**TO DO**
Word for word, restate every line of the listing that follows.

*** Opening of GIVEN DATA ***

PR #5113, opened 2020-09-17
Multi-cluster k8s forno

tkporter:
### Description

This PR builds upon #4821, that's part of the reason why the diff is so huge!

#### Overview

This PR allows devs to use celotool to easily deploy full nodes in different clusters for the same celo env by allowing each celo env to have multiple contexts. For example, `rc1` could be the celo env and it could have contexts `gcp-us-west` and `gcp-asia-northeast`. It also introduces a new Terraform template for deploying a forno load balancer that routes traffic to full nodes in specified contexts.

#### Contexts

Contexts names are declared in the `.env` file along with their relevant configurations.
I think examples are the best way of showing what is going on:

*** Close of GIVEN DATA ***

**TASK OUTPUT**
PR #5113, opened 2020-09-17
Multi-cluster k8s forno

tkporter:
### Description

This PR builds upon #4821, that's part of the reason why the diff is so huge!

#### Overview

This PR allows devs to use celotool to easily deploy full nodes in different clusters for the same celo env by allowing each celo env to have multiple contexts. For example, `rc1` could be the celo env and it could have contexts `gcp-us-west` and `gcp-asia-northeast`. It also introduces a new Terraform template for deploying a forno load balancer that routes traffic to full nodes in specified contexts.

#### Contexts

Contexts names are declared in the `.env` file along with their relevant configurations.
I think examples are the best way of showing what is going on:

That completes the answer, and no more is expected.